#### [What you should do]
Repeat the line that contains "The available head" exactly, along with each following line up to and including the last line of the entries.
:: Data records
PR #3037, opened 2026-09-01
docs: point ECS health checks at /api/v1/health

sebastianiv21:
## Description

The ECS installation guides (Fargate and EC2) configure both the container-level health check and the ALB target-group health checks against `/`. That path is served by Caddy and returns 200 even when the backend has lost database connectivity, so ECS keeps a degraded task in service.

This changes all five health-check references to `/api/v1/health`, which verifies MongoDB and Redis connectivity, so ECS replaces a task whose DB connection has gone stale. It matches what the troubleshooting guide already recommends for load balancer probes.

EC2 guide additionally:
- `curl` → `curl -f`: without `-f`, curl exits 0 on a 5xx response, so the check could never fail on HTTP errors.
- Health check timeout 2s → 5s, matching the Fargate guide, since the endpoint performs real DB pings.

## Context

Pylon issue 2854: an ECS deployment's Mongo driver held a stale replica-set topology (no primary in the client view) and the task stayed in service until manually restarted, because the `/` health check kept returning 200 throughout the outage.

## Behavior notes

- If the external database is down for an extended period, tasks now restart-loop instead of sitting degraded — intended for this failure class.
- The container check now requires the Java backend to be up; the documented start period (160s) plus retries gives ~190s before a booting task is killed, unchanged from before.


salevine (approved):
LGTM

PR #3038, opened 2026-09-02
fix: detach stale files from vector store before deleting them

sebastianiv21:
## Summary

Fixes the "Upload Docs to OpenAI Vector Store" workflow failing in the "Remove stale workflow-managed files" step ([failed run](https://github.com/appsmithorg/appsmith-docs/actions/runs/33529572639/job/99928974488)).

The cleanup script deleted stale files through the Files API only (`DELETE /v1/files/{id}`). The vector store kept listing the deleted entry, so the verification loop exhausted all six attempts and the job exited 1.

## Changes

- `cleanup-openai-vector-store.sh`: detach each stale file from the vector store (`DELETE /v1/vector_stores/{vs}/files/{id}`) before deleting the file object. Log an explicit `ORPHANED FILE` warning if the file delete fails after a successful detach, since later runs cannot rediscover a file that is no longer attached.
- Test mock (`fixtures/curl`): add the detach route, an ordering guard that fails if a file is deleted before being detached, and a `detach-failure` scenario.
- Test suite: assert detach markers in the success scenario and add a detach-failure case that confirms the script stops before deleting the file object.

## Testing

```
bash .github/scripts/tests/cleanup-openai-vector-store.test.sh
7 cleanup tests passed
```

Shellcheck was not run locally (not installed).

## Known risk

If a run is killed between the detach and the file delete, the file object is orphaned in OpenAI storage and no later run will find it. Low severity, now surfaced in the log. A periodic sweep of `GET /v1/files` would be a follow-up if this ever matters.

### DIFF
--- a/.github/scripts/cleanup-openai-vector-store.sh
+++ b/.github/scripts/cleanup-openai-vector-store.sh
@@ -184,9 +184,24 @@ if [ "${#stale_file_ids[@]}" -eq 0 ]; then
 fi
 
 for stale_file_id in ${stale_file_ids[@]+"${stale_file_ids[@]}"}; do
+  echo "Detaching stale file $stale_file_id from vector store..."
+  if ! detach_response=$(api_delete "$OPENAI_API_BASE_URL/vector_stores/$VECTOR_STORE_ID/files/$stale_file_id"); then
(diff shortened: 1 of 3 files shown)


salevine (approved):
Lgtm

PR #3372, opened 2026-08-31
Add separator internals elevation API and gas scrubber drainage head check

dupuypablo:
## What

Adds the internals elevation API on `SeparatorMechanicalDesign`, plus the derived
cyclone-top elevation and drainage-head check on `GasScrubberMechanicalDesign`.

This is the public geometry an entrainment / carry-over correlation needs to read
in order to know how far a droplet travels between internals. It is a
prerequisite for pluggable carry-over models; the model itself is not part of
this PR.

## Reference frame

All elevations are **metres from the vessel Bottom Tangent Line (BTL), positive
upward**. This is stated on every accessor, because an elevation without a datum
is the obvious place for a silent error.

For each internal we store the **gas-facing surface** most relevant to free-path
calculations:

| Internal | Stored surface |
|---|---|
| Inlet nozzle | centreline elevation |
| Inlet device | TOP face (the surface gas leaves through) |
| Mesh pad / vane pack | BOTTOM face (the surface gas enters through) |
| Demisting cyclones | deck elevation = BOTTOM of the tubes |

## API added

`SeparatorMechanicalDesign`

- `set/getInletNozzleElevation(double)` — nozzle centreline [m]
- `set/getInletDeviceTopElevation(double)` — device top face [m]
- `getInletDeviceTopElevationOrDefault()` — falls back to
  `inletNozzleElevation + inletNozzleID / 2` when not explicitly set, matching the
  standard inlet-vane assumption that the device fills the upper half of the bore
- `set/getMeshPadBottomElevation(double)` — pad bottom face [m]
- `getMeshPadTopElevation()` — bottom plus `getDemisterThickness()`, which is
  stored in **mm** and converted here
- `getFreePathHeightAboveInletDevice()` — mesh pad bottom minus inlet device top

`GasScrubberMechanicalDesign`

- `getCycloneTopElevation()` — `cycloneDeckElevationM + cycloneLengthM`
- `computeDrainageHead()` — returns a `DrainageHeadResult`

`DrainageHeadResult` (new, immutable, `Serializable`)

## Drainage head

The liquid film draining from the cyclone bank back into the bulk must balance

```
dP_total = dP_mesh + dP_cyclone_to_drain
```

where `dP_mesh = Eu · 0.5 · rho_g · v_mesh²` (Euler coefficient defaults to 0.5
for standard knitmesh when unset) and the cyclone share reaching the drain
chamber is set by `cycloneDpToDrainPct`. The equivalent clear-liquid column
accounts for gas buoyancy:

```
h_required = dP_total / ((rho_L − rho_G) · g)
```

Available head is the geometric distance from the cyclone deck down to LA(HH).
`getPercentOfAvailable()` is the governing metric — above 100 % the drainage
column floods the cyclone bank.

## Behaviour and compatibility

Purely additive — **no existing line is modified** (572 insertions, 0 deletions).
Unset elevations return `0.0`, and every derived getter guards on that, so no
existing model changes behaviour. Inverted geometry (mesh pad below the inlet
device) returns `0.0` rather than a negative free path.

Java 8 compatible. `DrainageHeadResult` is `Serializable` with a
`serialVersionUID`, consistent with the other mechanical-design result classes.

## Tests

`SeparatorInternalsElevationTest` — 9 tests asserting exact values rather than
non-null:

- accessor round-trip and zero defaults
- inlet-device-top fallback = 1.35 m for a 1.20 m nozzle at 0.30 m bore, and that
  the fallback requires *both* inputs
- mesh pad top = 2.40 m for a 2.25 m bottom and 150 mm pad, covering the mm→m
  conversion
- free path = 0.90 m, and the unset / inverted-geometry guards
- cyclone top = 3.30 m for a 2.50 m deck and 0.80 m tube, and that it needs both
- drainage head self-consistency: total dP equals the sum of its parts, available
  head follows deck−LA(HH), the percentage equals required/available, and the
  liquid is denser than the gas

## Verification status

Please rely on CI for the build. The author's workstation currently has no
runnable JDK — AppLocker blocks executables under the user profile, where the
only installed JDK and Maven live — so `spotless:apply`, `compile` and `test`
could not be run locally. Formatting was matched to the surrounding code by hand;
if `spotless:check` objects I will push the fixup.

## Origin

Extracted from the long-lived `scrubbers_kollsnes` branch and re-applied onto
current `master`. That branch was 4 months behind and is superseded.

### DIFF
--- a/src/main/java/neqsim/process/mechanicaldesign/separator/DrainageHeadResult.java
+++ b/src/main/java/neqsim/process/mechanicaldesign/separator/DrainageHeadResult.java
@@ -1,0 +1,141 @@
+package neqsim.process.mechanicaldesign.separator;
+
+import java.io.Serializable;
+
+/**
+ * Breakdown of the demisting-cyclone drainage head check for a gas scrubber.
+ *
+ * <p>
+ * Represents the total pressure drop the liquid film must overcome to drain
+ * from the cyclone bank back into the vessel bulk — mesh pad pressure drop
+ * plus the fraction of cyclone pressure drop acting at the drain chamber —
+ * expressed as an equivalent clear-liquid column height. The available head
+ * is the geometric elevation from the cyclone deck down to the High-High
+ * Liquid Level (LA(HH)). The ratio of required to available head (percent)
+ * is the governing conformity metric.
+ * </p>
+ *
+ * @author NeqSim Development Team
+ * @version 1.0
+ */
+public class DrainageHeadResult implements Serializable {
+  /** Serialization version UID. */
+  private static final long serialVersionUID = 1000L;
+
+  private final double meshDpPa;
+  private final double cycloneDpToDrainPa;
+  private final double totalDpPa;
+  private final double requiredHeadMm;
+  private final double availableHeadMm;
+  private final double percentOfAvailable;
+  private final double gasDensityKgM3;
+  private final double liquidDensityKgM3;
+
+  /**
+   * Constructs a DrainageHeadResult.
+   *
+   * @param meshDpPa             mesh pad pressure drop [Pa]
+   * @param cycloneDpToDrainPa   cyclone pressure drop reaching drain chamber [Pa]
+   * @param requiredHeadMm       equivalent clear-liquid head required [mm]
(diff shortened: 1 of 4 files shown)


EvenSol (approved):
Good update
::::
#### [Reply to the exercise]
+ * expressed as an equivalent clear-liquid column height. The available head
+ * is the geometric elevation from the cyclone deck down to the High-High
+ * Liquid Level (LA(HH)). The ratio of required to available head (percent)
+ * is the governing conformity metric.
+ * </p>
+ *
+ * @author NeqSim Development Team
+ * @version 1.0
+ */
+public class DrainageHeadResult implements Serializable {
+  /** Serialization version UID. */
+  private static final long serialVersionUID = 1000L;
+
+  private final double meshDpPa;
+  private final double cycloneDpToDrainPa;
+  private final double totalDpPa;
+  private final double requiredHeadMm;
+  private final double availableHeadMm;
+  private final double percentOfAvailable;
+  private final double gasDensityKgM3;
+  private final double liquidDensityKgM3;
+
+  /**
+   * Constructs a DrainageHeadResult.
+   *
+   * @param meshDpPa             mesh pad pressure drop [Pa]
+   * @param cycloneDpToDrainPa   cyclone pressure drop reaching drain chamber [Pa]
+   * @param requiredHeadMm       equivalent clear-liquid head required [mm]
(diff shortened: 1 of 4 files shown)


EvenSol (approved):
Good update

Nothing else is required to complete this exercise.